With that the conversation goes on to other topics. We talk about our racing childhood, our way up to the Formula 1, other hobby's and all sort of things.

"you like to play the piano don't you?"

"yeah how did you know" I answer him

"I don't know anymore. I think someone mentioned it. You need to play something for me one day"

I cringe at the thought. I hate playing in front of other people, being too insecure about it.
"Only if you'll play too." I say quickly to avoid answering to his previous question. Pierre ones mentioned that he could play the piano. I remember him making a stupid joke about it something along the lines of 'maybe you two have more in common than you think. You'd be lovely together' I got angry at him when he said it and now I'm sitting here in a plane with Charles and exactly what he said is starting to come true. Funny how things change.
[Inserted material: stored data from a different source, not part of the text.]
PR #737, opened 2023-12-12
[13.0][IMP] delivery_cttexpress: configurable label delay

chienandalu:
fw of https://github.com/OCA/delivery-carrier/pull/735

When we recod a shipping in the CTT Express backend the label API could not be ready in the moment to retrieve the labels. As CTT Express stated, a little delay would add the needed time for the API to be ready.

cc @Tecnativa TT46443

### DIFF
--- a/delivery_cttexpress/models/delivery_carrier.py
+++ b/delivery_cttexpress/models/delivery_carrier.py
@@ -1,5 +1,7 @@
 # Copyright 2022 Tecnativa - David Vidal
 # License AGPL-3.0 or later (https://www.gnu.org/licenses/agpl).
+import time
+
 from odoo import _, api, fields, models
 from odoo.exceptions import UserError
 
@@ -38,6 +40,13 @@ class DeliveryCarrier(models.Model):
         string="Document format",
     )
     cttexpress_document_offset = fields.Integer(string="Document Offset")
+    cttexpress_label_delay = fields.Float(
+        string="Label Fetch Delay (seconds)",
+        help="The server might not be ready to deliver the label right after the "
+        "shipping is saved. We need to introduce a little delay. Tipacally 1 s will be "
+        "enough",
+        default=1,
+    )
 
     def _ctt_request(self):
         """Get CTT Request object
@@ -253,6 +262,7 @@ class DeliveryCarrier(models.Model):
         if not reference:
             return False
         ctt_request = self._ctt_request()
+        time.sleep(self.cttexpress_label_delay)
         try:
             error, label = ctt_request.get_documents_multi(
                 reference,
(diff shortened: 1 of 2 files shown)


pedrobaeza (approved):

victoralmau (approved):

dreispt:
@chienandalu Can you rebase to fix pre-commit, please?

chienandalu:
Done @dreispt

delivery_cttexpress/models/delivery_carrier.py
```diff
@@ -253,6 +262,7 @@ def cttexpress_get_label(self, reference):
         if not reference:
             return False
         ctt_request = self._ctt_request()
+        time.sleep(self.cttexpress_label_delay)
```
rousseldenis, line 265: @chienandalu Don't do this.

Instead, I suggest you to use the session timeout argument of the zeep client.

See : https://docs.python-zeep.org/en/master/transport.html

pedrobaeza: It's not for that. The problem is that CTT is returning immediately the response, but preparing on background the label, so asking very soon for it will return a "404" (well, the equivalent). This is the only method.

rousseldenis: > This is the only method.

Nope.

Further, in the get_documents_multi, the client - if timeout defined correctly - will behave as expected without sleep() needs: https://github.com/Tecnativa/delivery-carrier/blob/e55397fda15d1d2845d760f23f6e7fd8df262875/delivery_cttexpress/models/cttexpress_request.py#L181

rousseldenis: The better will be to implement a 'retry' mechanism for the '404' errors. As you cannot do a back and forth with the sleep timeout for label...

chienandalu: > Further, in the get_documents_multi, the client - if timeout defined correctly - will behave as expected without sleep() needs

Yes, but when that method is invoked you already have a shipping reference...

And that's the issue precisely. As CTT explained us their system is quite clunky (well that's our conclusion :smile: ).

The main issue here is that the backend part for the label generation has some kind of cron and you can't expect to have the label inmidiately. If I remember well, there's no error, you'll only get an empty response.

Could we do a retry mechanism and retry forever? or after a `n` number o loops? Should we wait a little between loops to avoid issues with hundreds of successive calls against a weakly engineered API...?  😏️

pedrobaeza: I think it's enough in this case. It's true that is not the most elegant thing, but this is not active by default and we can't invest more here.

PR #740, opened 2023-12-13
[14.0][FIX] delivery_purchase: Change the position of the carrier to the purchase order header

victoralmau:
Change the position of the carrier to the purchase order header.

**v13**:
purchase-order-v13

**Before**:
purchase-order-antes

**After**:
purchase-order-ahora

@Tecnativa TT45656


pedrobaeza:
Sorry, for pickings, it's correct that is not on the header, as this is how it goes also for delivery orders AFAIK.

victoralmau:
> Sorry, for pickings, it's correct that is not on the header, as this is how it goes also for delivery orders AFAIK.

Removed the change of picking.

chienandalu (approved):

pedrobaeza (approved):
/ocabot merge minor

PR #942, opened 2025-01-30
[18.0][MIG] partner_delivery_schedule: Migration to 18.0

juancarlosonate-tecnativa:
Migration to v18: name_get is no longer valid and has been replaced by display_name. The bootstrap badges in the reports rendered to pdf do not work, so i removed them.

@Tecnativa TT54201
@CarlosRoca13 @sergio-teruel can you check? thanks!

PR #979, opened 2025-02-12
[18.0][FIX] partner_delivery_schedule: Incorrect module dependency

juancarlosonate-tecnativa:
@Tecnativa

There is an issue in the migration https://github.com/OCA/delivery-carrier/pull/942 i have changed the module dependency so that it can be installed correctly.

@sergio-teruel @CarlosRoca13  take a look when you can, please

### DIFF
--- a/partner_delivery_schedule/__manifest__.py
+++ b/partner_delivery_schedule/__manifest__.py
@@ -11,7 +11,7 @@
     "license": "AGPL-3",
     "application": False,
     "installable": True,
-    "depends": ["delivery"],
+    "depends": ["stock_delivery"],
     "data": [
         "security/ir.model.access.csv",
         "views/partner_delivery_schedule_view.xml",


CarlosRoca13:
It wasn't changed in the migration... It has had `delivery` since its creation... Can you point out the problem with the installation?

juancarlosonate-tecnativa:
> It wasn't changed in the migration... It has had `delivery` since its creation... Can you point out the problem with the installation?

Delivery no longer depends on sale_stock, so it can't find stock and some of the external xml ids are missing. https://github.com/odoo/odoo/blob/6d13c9a7ca0ba9940beeb0ac07499e48a926ffa0/addons/delivery/__manifest__.py#L14

If you test this module on runboat in version 18 without having installed any other stock modules beforehand, you'll see the issue, it was overlooked during the migration.

CarlosRoca13 (approved):
Thank you very much for the explanation :smiley:

sergio-teruel (approved):
Great!!

pedrobaeza (approved):
/ocabot merge patch

PR #990, opened 2025-02-20
[17.0][MIG] delivery_carrier_multi_zip: Migration to 17.0

victoralmau:
Migration to 17.0

Please @pedrobaeza can you review it?

@Tecnativa TT52409


victoralmau:
IMO you should remove the `post_init_hook` method and try to convert the prefixes (`zip_prefix_ids`) to `delivery.carrier.zip` values because it is not possible. What do you think @pedrobaeza ?

pedrobaeza:
The hook doesn't make sense now in this context, and I don't think we should do any kind of conversion of the prefixes. Add a new selection option for choosing if this is going to be determined by prefixes or ZIP ranges, with the default in prefixes, and that's all.

delivery_carrier_multi_zip/models/delivery_carrier.py
```diff
@@ -0,0 +1,50 @@
...
+    zip_range_ids = fields.One2many(
+        comodel_name="delivery.carrier.zip",
+        inverse_name="carrier_id",
+        string="ZIP codes",
+    )
+
+    def _match_address(self, partner):
+        """Match as well by zip intervals if they are present."""
+        res = super()._match_address(partner)  # it has self.ensure_one()
+        if res and self.zip_range_ids:
```
pedrobaeza: Do this only if the option is selected, not depending on the entries (as they may exist, but the option has been changed).

pedrobaeza (commented):
I think you don't need to depend on `stock_delivery`, or the method `_match_address` is there?

victoralmau:
The `_match_address()` method is in `delivery`, but the `ir.model.access` records that are set for `delivery.carrier.zip` are linked to `stock` (stock.group_stock_user and stock.group_stock_manager), so the `stock_delivery` dependency is necessary. 

This same (or similar) explanation applies to other _delivery_carrier_ modules in this repository in 17.0.

pedrobaeza (approved):

rousseldenis (commented):
@victoralmau It seems this misses DESCRIPTION.rst as section is removed from README

victoralmau:
> @victoralmau It seems this misses DESCRIPTION.rst as section is removed from README

I'm sorry but I don't understand what you are saying, the readme/DESCRIPTION.md file exists (as do others) and the README.rst file is automatically generated with the contents of the readme folder.

PR #986, opened 2025-02-17
 [15.0][MIG] delivery_ups_oca: Migration to 15.0 

jans23:

PR #989, opened 2025-02-20
[17.0] [MIG] delivery_ups_oca

Tisho99:
Standard migration

T-7548

PR #991, opened 2025-02-20
15.0 mig delivery_ups_oca

jans23:
Successor of #986.


delivery_ups_oca/models/product_packaging.py
```diff
@@ -6,4 +6,9 @@
 class ProductPackaging(models.Model):
     _inherit = "product.packaging"
 
-    package_carrier_type = fields.Selection(selection_add=[("ups", "UPS")])
+    package_carrier_type = fields.Selection(
+        selection=[("none", "None"), ("ups", "UPS")],
+        string="Carrier",
+        default="none",
+    )
+    shipper_package_code = fields.Char()
```
Tisho99: What is this new field used for?

delivery_ups_oca/models/product_packaging.py
```diff
@@ -6,4 +6,9 @@
 class ProductPackaging(models.Model):
     _inherit = "product.packaging"
 
-    package_carrier_type = fields.Selection(selection_add=[("ups", "UPS")])
+    package_carrier_type = fields.Selection(
```
Tisho99: I think this should't be changed, you are overriding the selection values and can cause conflicts with other modules that use selection_add

delivery_ups_oca/readme/CONFIGURE.rst
```diff
@@ -0,0 +1,16 @@
+To configure this module, you need to:
+
+#. Add a carrier account with delivery type ``ups`` and fill in your credentials (UPS
```
Tisho99: Isn't 'delivery type' instead of 'carrier account' the model?

jans23: This describes the configuration in the UI where it is actually called Shipping Method and Delivery Method (inconsistently) with Provider "UPS". I changed it accordingly.

delivery_ups_oca/models/product_packaging.py
jans23: I removed it.

delivery_ups_oca/models/product_packaging.py
jans23: Right.

Tisho99: You changed it and then put it back the way it was

delivery_ups_oca/models/product_packaging.py
Tisho99: Mmm the tests now fail, I found that the field was moved to stock.package.type model, but i still don't know why.

P.S.: I am doing a migration of this module to V17, but is still in progress: https://github.com/OCA/delivery-carrier/pull/989

delivery_ups_oca/models/product_packaging.py
Tisho99: Shouldn't this file be deleted if the data and the new package_carrier_type and the data has been moved to the stock.package.type model?

delivery_ups_oca/models/ups_request.py
```diff
@@ -121,7 +121,7 @@ def _quant_package_data_from_picking(self, package, picking, is_package=False):
             },
             "Dimensions": {
                 "UnitOfMeasurement": {"Code": self.package_dimension_code},
-                "Length": str(package.packaging_length),
+                "Length": str(package.length),
```
Tisho99: package is a record of the "stock.package.type" (see line 114), I think packaging_length was the correct field (see image)

image

delivery_ups_oca/models/ups_request.py
```diff
@@ -268,7 +268,7 @@ def _quant_package_data_from_order(self, order):
             "PackagingType": {"Code": self.default_packaging_id.shipper_package_code},
             "Dimensions": {
                 "UnitOfMeasurement": {"Code": self.package_dimension_code},
-                "Length": str(self.default_packaging_id.packaging_length),
+                "Length": str(self.default_packaging_id.length),
```
Tisho99: Same

Tisho99 (approved):
LGTM Code review

PR #993, opened 2025-02-25
[16.0][FIX] delivery_auto_refresh: don't try to create lines over a new id

chienandalu:
Some other modules could trigger the autorefresh even when the order record isn't in the db, and making the line creation fail. We only need it when the record is saved.

cc @Tecnativa TT55206

please review @pilarvargas-tecnativa @pedrobaeza


pilarvargas-tecnativa (approved):

pedrobaeza (approved):
/ocabot merge patch

PR #1003, opened 2025-03-24
[18][MIG] delivery_roulier

florian-dacosta:
No major changes, but I did add the tracking ref fields on `stock.quant.package` because of the removal of base_delivery_carrier_label from the dependencies, like explained here : https://github.com/OCA/delivery-carrier/issues/896

This has not been tested with a real carrier implementation yet.


rvalyi (commented):
in decorator.py you used the "fun" variable name. I think "meth" or "func" would be more idiomatic.

florian-dacosta:
> in decorator.py you used the "fun" variable name. I think "meth" or "func" would be more idiomatic.

Ok, I did change it for "method", as func was used already.

delivery_roulier/tests/test_delivery_roulier.py
```diff
@@ -0,0 +1,148 @@
...
+                "type": "zpl2",
+            },
+            "id": 1,
+        }
+    ],
+    "annexes": [{"name": "annexe name", "type": "txt", "data": b"dGVzdCBhbm5leGU="}],
+}
+
+
+class DeliveryRoulierCase(TransactionCase):
```
rousseldenis: FYI, you can use `BaseCommon` Odoo base class to avoid tracking disable line.

rousseldenis (approved):
Could you remove stock_picking_delivery_link changes here ? Thanks

florian-dacosta:
> Could you remove stock_picking_delivery_link changes here ? Thanks

I am not sure how it got there, my mistake, I have removed it.

rvalyi (approved):

PR #1012, opened 2025-04-30
[18.0][MIG] delivery_price_method: Migration to 18.0

pablo-cort-s73:
Migration to 18.0


BT-dmoreno (approved):

BT-tkarpinski (approved):

delivery_price_method/__manifest__.py
```diff
@@ -10,7 +10,7 @@
     "license": "AGPL-3",
     "development_status": "Production/Stable",
     "category": "Delivery",
-    "version": "17.0.1.0.0",
-    "depends": ["delivery"],
+    "version": "18.0.1.0.0",
+    "depends": ["stock_delivery"],
```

After my plane lands in Miami I just want to drive to my hotel, however there is a problem with the car.

"what do you mean the car still needs time until it's here?" I'm on the phone with the manager of Ferrari.

"we're sorry can you maybe just drive with Charles"

"yeah okay" I answer and we leave the airport together. Just when we walk out there is huge flashlight attack. I'm used to paparazzi but it's never been that much. Or at least not without me knowing there is going to be paparazzi.

"just stay close to me" Charles says and takes my hand to push me through the people towards his car. Something weird starts to tingle inside of me. We've done a lot more intimate things than holding hands but something about this is different. It's not for pleasure or something along the lines of that. He's just holding my hand, dragging me through the paparazzi, trying his best to not get me hurt. It feels like he actually cares about me and my heart starts to warm at that but at the same time it's getting really heavy.
Why am I feeling this way towards him?